大量のコンテンツが必要な時代
生成AIの活用が必須に
アドビ
デジタルメディア執行役員
ビジネスマーケティング本部長
竹嶋 拓也氏
AIによるCX(カスタマーエクスペリエンス)やEX(従業員エクスペリエンス)の変革が急ピッチで進んでいる。そこで重要な鍵となっているのが、デジタルコンテンツだ。
アドビ
デジタルメディア執行役員
ビジネスマーケティング本部長
竹嶋 拓也氏
ディスプレイ広告や動画配信、InstagramやTikTokのようなSNS、TVerのようなコネクテッドTV、自社サイトや自社アプリ、電子メール、店頭のデジタルサイネージなど、配信チャネルの数が急増している。
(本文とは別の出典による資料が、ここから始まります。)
PR #741, opened 2023-09-22
Cloudfalre change Node Imports to supported node: prefix

Jumaron:
Currently it is not possible to use Edgedb-js natively with Cloudflares Pages with there Edge network (Cloudflare Workers).
The Problem of this, are most likely connected to the imports, which cannot be found for the Workers since we need to add coresponding to Cloudflare: https://developers.cloudflare.com/workers/runtime-apis/nodejs/ 
The node: prefix.

The main point of this, is also to discuss future improvement on the integretation of Cloudflare Pages, which is one of the most popular Edge deployment methodes.

### DIFF
--- a/packages/driver/src/adapter.node.ts
+++ b/packages/driver/src/adapter.node.ts
@@ -1,13 +1,13 @@
-import * as crypto from "crypto";
-import { promises as fs } from "fs";
-import * as net from "net";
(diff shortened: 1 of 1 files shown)


hrasoa:
Hi, any news on this ?

PR #750, opened 2023-10-18
Add low-level auth lib

jaclarke:


packages/auth-core/src/pkce.ts
```diff
@@ -0,0 +1,14 @@
+import crypto from "node:crypto";
+
+export function createVerifierChallengePair(): {
+  verifier: string;
+  challenge: string;
+} {
+  const verifier = crypto.randomBytes(32).toString("hex");
```
scotttrinh, line 7: While this is strictly fine (hex is a subset of `base64url`), I think we should use `base64url` here. You probably copied this verbatim from my flawed first implementation, but I caught this discrepancy when writing the docs.

```suggestion
  const verifier = crypto.randomBytes(32).toString("base64url");
```

scotttrinh (changes requested):
A few piece of minor feedback, and one thing we ought to change now: `hex` -> `base64url`.

packages/auth-nextjs/src/app/index.ts
```diff
@@ -0,0 +1,551 @@
...
+                `'onEmailPasswordSignIn' auth route handler not configured`
+              );
+            }
+            let tokenData: TokenData;
+            try {
+              const [email, password] = _extractParams(
+                await _getReqBody(req),
+                ["email", "password"],
+                "email or password missing from request body"
+              );
```
scotttrinh, line 278: We also need a `verify_url` here, otherwise it falls back to the built-in UI verify.

packages/auth-core/src/core.ts
```diff
@@ -0,0 +1,291 @@
...
+  async resetPasswordWithResetToken(resetToken: string, password: string) {
+    return this._fetch("reset-password", "post", undefined, {
+      provider: "builtin::local_emailpassword",
+      reset_token: resetToken,
+      password,
+    }) as Promise<TokenData>;
+  }
+
+  async getProvidersInfo() {
+    // TODO: cache this data somehow?
```
MiroslavPetrik, line 190: You can memoize easily on a [private class property](https://www.typescriptlang.org/play?#code/C4TwDgpgBAShDOBXANsKBeKBvAUFfUAJgIbDEBcUARgPY3ITEB2UOAvgNxQD03UokfjSgAnCGDHwITNMAAW0AMbFFCwkVLEcORcmLx4UAILY8BXlAkBLAG6loNMMCs0mxZFABmViMkJn8AGJlVQgAfko4JFQObQIoAHMIYAARTQAKAEpTePirTyh0+St4ADpglQVs3FzaxVd4eghS5BoE9IAiEIUoOStgDszY2tyxYEQRFmKyitDhkbY4kfqmRoYWts7u6ABbEvhB+dqLHZpFAGsvZND1EjIA3JX4NEkUNEwsO4p+EUQITge8Qs3mQHm2gII03K2ww2C+lGAv3+sQh+DGEymfRm2yOUDYrEWOgaaGIsKYEAA7sYstpiKUkqkMtkcHSGWkyDTWcl2cQaUA)

packages/auth-core/src/core.ts
```diff
@@ -0,0 +1,291 @@
...
+    const providers = (await this.client.query(`
+    with module ext::auth
+    select cfg::Config.extensions[is AuthConfig].providers {
```
MiroslavPetrik, line 193: This throws when the `using extension auth` was not applied to the schema.

```
 InvalidReferenceError: type 'AuthConfig' does not exist
```

packages/auth-nextjs/src/app/index.ts
jaclarke: I can't see that we use `verify_url` anywhere in the `authenticate` endpoint? (https://github.com/edgedb/edgedb/blob/master/edb/server/protocol/auth_ext/http.py#L473)

packages/auth-core/src/core.ts
jaclarke: Yes, while the caching bit is easy, this note was more of a reminder to add it once we figure out a way to invalidate the cached provider info when the config is updated.

packages/auth-nextjs/src/app/index.ts
scotttrinh: Oh, sorry, I meant to put this on the `/signup` endpoint: https://github.com/edgedb/edgedb/blob/57b82842d02e2c946754baa22248b2d381b85b0e/edb/server/protocol/auth_ext/http.py#L429-L431

scotttrinh: I see now that it's the third argument to the `signupWithEmailPassword` 👍

scotttrinh (approved):
New changes look good!

packages/auth-core/src/core.ts
```diff
@@ -0,0 +1,289 @@
...
+  async getProvidersInfo() {
+    // TODO: cache this data when we have a way to invalidate on config update
+    let providers: {
+      _typename: string;
+      name: string;
+      display_name: string | null;
+    }[];
+    try {
+      providers = await this.client.query(`
+      with module ext::auth
```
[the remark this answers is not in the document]
jaclarke: That's a good idea. Thanks.

scotttrinh (approved):

packages/auth-core/src/core.ts
```diff
@@ -175,39 +175,27 @@ export class Auth {
...
+      }>(`
+      with
+        module ext::auth,
+        providers := (select cfg::Config.extensions[is AuthConfig].providers)
+      select {
+        oauth := providers[is OAuthProviderConfig] {
+          name,
+          display_name
+        },
+        emailPassword := exists providers[is EmailPasswordProviderConfig]
```
scotttrinh, line 191: Not a blocker: it seems like we should still maybe return the `name` here so we don't have a magic const string in the code?

jaclarke: I'm not sure that would have much use, since I decided to not expose that detail elsewhere as the api's are specific to the email/password provider anyway. But internally, yes, it's probably a good idea to use the emailPasswordProvider name from the generated consts file, instead of how it's currently hardcoded.

packages/auth-core/src/core.ts
```diff
@@ -0,0 +1,277 @@
...
+
+  static async create(client: edgedb.Client) {
+    const connectConfig: ResolvedConnectConfig = (
+      await (client as any).pool._getNormalizedConnectConfig()
+    ).connectionParams;
+
+    const [host, port] = connectConfig.address;
+    const baseUrl = `${
+      connectConfig.tlsSecurity === "insecure" ? "http" : "https"
+    }://${host}:${port}/db/${connectConfig.database}/ext/auth`;
```
MiroslavPetrik, line 34: @jaclarke  There is missing slash `/`

```js
new URL("foo", "http://localhost:3000/auth").toString()
// 'http://localhost:3000/foo'
new URL("foo", "http://localhost:3000/auth/").toString()
// 'http://localhost:3000/auth/foo'
```

This causes wrong builtin urls to be created (beside other)

image

jaclarke: Yep, you're right. Thanks for catching that.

チャネルごとに特性やニーズが異なるため、流すコンテンツのスタイルや内容を変える必要があるが、これにより1つの広告キャンペーンでも、制作すべきコンテンツのバリエーションが爆発的に増えているのだ。
仮に、8つの製品のキャンペーンを15チャネル、35カ国語で展開し、10パターンのコンテンツを毎月(年12回)更新していくとすると、年間50万4000種類のコンテンツが必要になる。これだけの量のコンテンツをどうやって作るかが、企業の大きな課題になっている。コンテンツ制作における生成AIの活用が、待ったなしのテーマになっているのだ。
パーソナライズの重要性増す
生成AI活用の基盤「Adobe Firefly」
さらに、コンテンツをパーソナライズすることの重要性が高まっている。アドビとマッキンゼー・アンド・カンパニーが実施した共同調査によれば、「顧客体験の向上が最優先事項」と回答した経営者は85%、「パーソナライズされたオファーを期待」と答えた消費者は71%、「12カ月以内に顧客体験の取り組みに生成AIを導入する」と答えた企業は52%に及んだ。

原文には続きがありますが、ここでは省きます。